Another contention is that the court erred in refusing to permit appellant to have an X-ray picture made of appellee's hip joint. The argument is as follows: The petition did not allege any injury to appellee's hips. Appellant learned from an examination of appellee as if upon cross-examination that the witness, Dr. Foley, had taken an X-ray picture of her spine, and his motion thereafter to see the X-ray picture was overruled. Later on one of appellee's counsel informed appellant's counsel that the X-ray picture did not show any injury to the spine, and that no claim therefor would be made. Still later appellee offered herself for an examination, and counsel for appellant, relying upon the representations made by adverse counsel, informed the physician selected to examine appellee that appellee did not claim any injury to the spine. As a consequence, when appellee presented herself on April 18, 1934, the physician only took an X-ray picture of her shoulder, and appellant did not learn that any claim for injury to her hips would be made until the trial of the case had begun, and it was only after the trial had commenced that appellant was permitted to see the X-ray picture of appellee's hip joint. When all the facts are presented, the showing made by appellant is not quite so strong. The petition alleges injuries to "her head, shoulders, breast, abdomen, legs and other parts of her body." Clearly, this language was broad enough to include appellee's hips. In addition to this, appellant himself had reason to know that a claim for injuries to appellee's hips would be made, for he was present at the accident and testified on the trial that the fender of the machine hit "the left side of her hip." Appellee had already been examined by Dr. Nuckols, who had been selected by appellant for that purpose, and she informed Dr. Nuckols that she was injured "in my back and hips and sides and shoulders and all." In view of these facts, and of the further fact that appellee's counsel did not inform appellant's counsel that no claim would be made for injury to appellee's hips, but only that no claim would be made for injury to her spine, we are not disposed to *Page 619 hold that the circumstances were such as to lead appellant to believe that no claim would be made for injury to appellee's hips.
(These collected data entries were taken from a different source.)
PR #405, opened 2015-12-29
Integrate Nielsen SDK

Ravenstine:
Includes the Nielsen SDK and reports plays, stops, and playhead position(periodically) while our content plays through the live stream player.

This also includes work I have done to support DAAST, which is now in production.


app/assets/javascripts/listen_live.js.coffee
```diff
@@ -55,21 +51,19 @@ class scpr.ListenLive
...
                     @_pause_timeout = null
 
-                if url = @_impressionURL
-                    @_impressionURL = null
-                    # create an img and append it to our DOM
-                    img = $("<img src='#{url}'>").css("display:none")
-                    @_live_ad.append(img)
-                    #$.ajax type:"GET", url:"#{url};cors=yes", success:(resp) =>
-                        # nothing right now
+                @adResponse?.touchImpressions(@_live_ad)
```
ewr: Totally minor, but I'm not sure there's any need for these images to be inserted by the ad in the DOM. I think the touch code could just append into the body element and not need to pass this around.

app/assets/javascripts/listen_live.js.coffee
```diff
@@ -226,4 +204,102 @@ class scpr.ListenLive
...
+                _.each impressions, (url) =>      
+                    # create an img and append it to our DOM
+                    img = $("<img src='#{url}'>").css("display:none")
+                    el.append(img)
+
+    #----------
+
+    class Nielsen
+        constructor: ->
+            if NOLCMB?
```
ewr: Would it make sense for the nielsen script require to actually be injected here? That allows it to only be injected when needed, and for you to know that it succeeded / failed directly rather than just via hoping it's defined.

ewr:
I don't love defining / undefining the nielsen object based on whether it's a preroll playing. I'd rather see it defined when the player is initialized, and then just better logic around when to call play and stop defined.

That could be something like a `_isPreroll` boolean guard that gets set by the code to load the preroll and unset on the subsequent trip through `_playStream`. Then it should be pretty simple logic to just call play / stop if `!@_isPreroll`.

Ravenstine:
@ewr @sdillingham @vsinghkpcc 

I have addressed the comment left by @ewr above.  If this is ready, the next step is getting certification from Nielsen.  The documents I have mention this aren't too specific, so I'm guessing this involves some direct contact with them.

ewr:
Implementation of the Nielsen SDK requires us to add Nielsen's opt-out verbiage to our Privacy Policy. We currently include a Nielsen//NetRatings section, but that's a different product with a different privacy page. Not sure if it counts.

Sample verbiage from the Nielsen presentation:

> Our properties may feature Nielsen’s proprietary measurement software which will allow you to contribute to market research, like Nielsen’s TV Ratings. To learn more about the information Nielsen’s software may collect and your choices with regard to it, please click here [http://www.nielsen.com/digitalprivacy].

app/assets/javascripts/listen_live.js.coffee
```diff
@@ -54,14 +56,17 @@ class scpr.ListenLive
...
+
+                @nielsen?.play() if !@_inPreroll
 
             @player.on $.jPlayer.event.pause, (evt) =>
                 # set a timer to convert this pause to a stop in one minute
                 @_pause_timeout = setTimeout =>
                     @player.jPlayer("clearMedia")
                     @_shouldTryAd = true
-                , @options.pause_timeout * 1000
+                , @options.pause_timeout * 10
```
ewr: I assume you didn't mean to check this in.

ewr:
I would still be in favor of requiring the Nielsen script directly in ListenLive.Nielsen, not separately. It keeps the code in one place. A slightly-refactored implementation might look like:

```coffee
    class Nielsen
        constructor: ->
            @_queued = []
            $.getScript "http://secure-cert.imrworldwide.com/novms/js/2/ggcmb400.js"
                .done (script,status) =>
                    @nolcmb = new NOLCMB?.ggInitialize
                        sfcode: "uat-cert"
                        apid  : "T4FA39C01-1BC0-41C3-A309-06ED295D84D2"
                        apn   : "test"

                    @nolcmb.ggPM e... for e in @_queued
                    true

                .fail (xhr,settings,exception) =>
                    console.log "Failed to load Nielsen SDK: #{exception}"

        _send: (event,data) ->
            if @nolcmb
                @nolcmb.ggPM event, data
            else
                @_queued.push [event,data]

        play: ->
            @_send "loadMetadata",
                stationType: 2
                dataSrc    : "cms"
                type       : "radio"
                assetid    : "KPCC-FM"
                provider   : "Southern California Public Radio - Radio"

            @_send "play", Math.floor(Date.now() / 1000)

            # send setPlayheadPosition every 2 seconds, as specified by Nielsen
            @_setPlayheadPosition = setInterval(=>
                @_send "setPlayheadPosition", Math.floor(Date.now() / 1000)
            , 2000)

        stop: ->
            @_send "stop", Math.floor(Date.now() / 1000)
            clearInterval(@_setPlayheadPosition)
```

Ravenstine:
I thought those both allowed for the same opt-out, but they are different privacy policies so I think it doesn't count and we have to include that paragraph.  Would it be fine to append that paragraph to the `Nielsen//NetRatings` section?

It follows that the court did not err in not requiring appellee to submit to a second X-ray examination by a physician selected by appellant.
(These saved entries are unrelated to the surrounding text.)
Issue #409, opened 2016-01-14
Backend adjustments for better breaking news alerts in apps


vsinghkpcc:
AC
- [x] An approach for setting up breaking news alerts / schedule updates in outpost is defined and the newsroom is ok with the defined approach
- [x] The adjustments have been made in outpost
- [x] API updated to include additional data ("start time", "end time", "Should rewind", "bypass pre-roll")
- [x] Payload updated to include additional data
- [x] The backend has a way to notify clients when a breaking news alert ends

sdillingham:
Are we tracking the changes we'll need to make to the API and our Parse pushes in a separate ticket, or should those be part of the AC for this ticket as well?

Ravenstine:
Would I be correct in assuming that there will be no such concept as a "recurring rule" for breaking news alerts?  Of course it may be obviously contradictory, but I want to make sure my understanding is in line with what needs to be accomplished.

sdillingham:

Lastly it is insisted that the verdict is excessive. On the one hand, we have the evidence of the physicians introduced by appellant that appellee's injuries were only slight and were not of a permanent character. On the other hand, we have the following facts: The car which struck appellee weighed about 2,800 pounds and was being driven at the rate of about 25 miles an hour. It struck appellee in the back, passed over her body, and knocked her unconscious. According to appellee, she suffered severely from her injuries and her shoulder and back hurt her now so that she is unable to do any work. According to her physicians, there was a fracture of her shoulder, the process was broken down, and the movement of her arm was seriously interfered with. Another physician found that she had a chronic inflammatory condition of the kidneys, that the cartilage in her hip joint was torn, that as a result thereof she had a decided limp, and that these conditions had grown worse since the first trial and would probably continue to grow worse. There was further evidence that appellee's monthly periods had ceased as a result of the accident and would never be renewed, and that appellee had not only suffered severely, but she had lost in weight, had become very weak, and her general health was seriously impaired. On the whole, we cannot say that the verdict is excessive.

Judgment affirmed. Whole court sitting.